‘Anima’ – relating a legend filled with soul

It was a November evening. After three years of war, a tired soldier returned on leave to his native land, after a long walk. He let his steps guide him to the centre of the illuminated village, where people were dancing to the sound of an accordion.
He walked to the bar, made out of of a board placed on two trestles, and ordered an absinthe.
While savouring it, he noticed a girl at the other end of the dance floor. She stood motionless under the dim light of a street lamp, she was beautiful and she looked sad.
After a long moment their eyes met. He gave a faint smile, which she returned immediately.
Then, taking his courage in both hands, he passed through the crowd to join her. Timidly, they spoke.
Her name was Marie, his name was Thomas … then he invited her to dance.
While he now held her in his arms, the night carried away his fatigue and the war. She became his refuge and gave birth to feelings he had forgotten.
Dumé Photographies 3They danced huddled against each other, when suddenly he experienced a strange sensation, that made him increasingly uneasy. His cheek, leaning against Marie’s, conveyed an unusual coldness. She had cold hands, and from her eyes tears flowed. He dared not ask the reason of this sadness and without a word, tenderly, he covered her shoulders with his jacket, that he he had taken off.
On the square, some latecomers were taking a nightcap. The festivities were over and he offered to take her home. At first she refused, but he insisted and on the moonlit road, they went through the village up to her house.
On the doorstep, he said he wanted to see her again, but she replied that this was impossible; it was useless to insist, it was a waste of time. She tried to return his jacket but he begged her to keep it, and promised to pick it up the next day. With a last wave of the hand, Marie disappeared.
Thomas, despairing and anxious, waited until the following day which seemed very long to him. When it was a reasonable hour, he returned to the other end of village, and rang feverishly at the door of the house behind which Marie had disappeared. An old lady all dressed in black opened it; “as she looks like Marie!” he thought. He apologised to the old lady and told her he wanted to see Marie, because he had lent her his jacket the previous evening at the ball of the village, and wanted to collect it.

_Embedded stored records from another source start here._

PR #210, opened 2015-07-28
fixes #207 get_own_endpoints returns correct port

### LINKED ISSUE #207: ConnectionManager::get_own_endpoints returns 0 as port
CRUSTv0.2.0

when populating the accepting_on endpoints in routing, I find that I get eg 

local_endpoints: [Tcp(V4(127.0.0.1:0)), Tcp(V4(192.168.0.32:0)), Tcp(V4(172.17.42.1:0))]

so on the receiving end of the connect_request message, the connect_manager.connect() call is not effective, and routing can't establish a new connection between the two nodes.

chandraprakash:
[Review on Reviewable](https://reviewable.io/reviews/maidsafe/crust/210)

### DIFF
--- a/src/connection_manager.rs
+++ b/src/connection_manager.rs
@@ -473,8 +473,8 @@ impl ConnectionManager {
 
     fn listen(&mut self, port: &Port) {
         let acceptor = transport::new_acceptor(port).unwrap();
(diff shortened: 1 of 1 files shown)


maidsafe-highfive:
r? @dirvine

PR #212, opened 2015-07-29
Version change to 0.2.1

vinipsmaker:
Fixes bug, so it's a maintenance release and only PATCH version number
bumps.

[Review on Reviewable](https://reviewable.io/reviews/maidsafe/crust/212)


maidsafe-highfive:
r? @chandraprakash

PR #216, opened 2015-07-30
cleanup: transport::{Endpoint, Port} derive from Copy

vinipsmaker:
Rust will clone Port and Endpoint automatically for us.

Acceptor doesn't derive from `Copy` and it makes sense, but I see no reason why
`Endpoint` and `Port` don't derive from `Copy`.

The old lady looked surprised him, begged him to enter, led him into the room where she invited him to sit down. She asked him to describe Marie; he made such a precise description she extended her hand trembling to a frame containing a discoloured photograph.
He immediately recognised the girl he had hugged the night before. “It’s Marie, said the old lady holding back her sobs, she was my daughter but she died – it will soon be thirteen years!”.
Thomas was shaken by this sudden revelation A mixture of incomprehension and anger knotted his stomach. No, it was impossible, he had not just been dreaming.
Suddenly he remembered the feeling of discomfort, this impression of coldness when he laid his cheek against Marie’s; and an indefinable fear overwhelmed him. Before his dismay, the old lady gently took his hand: “Come, she said, we will go and see Marie.”
When they arrived at the cemetery, there was a neatly folded jacket on Marie’s tomb.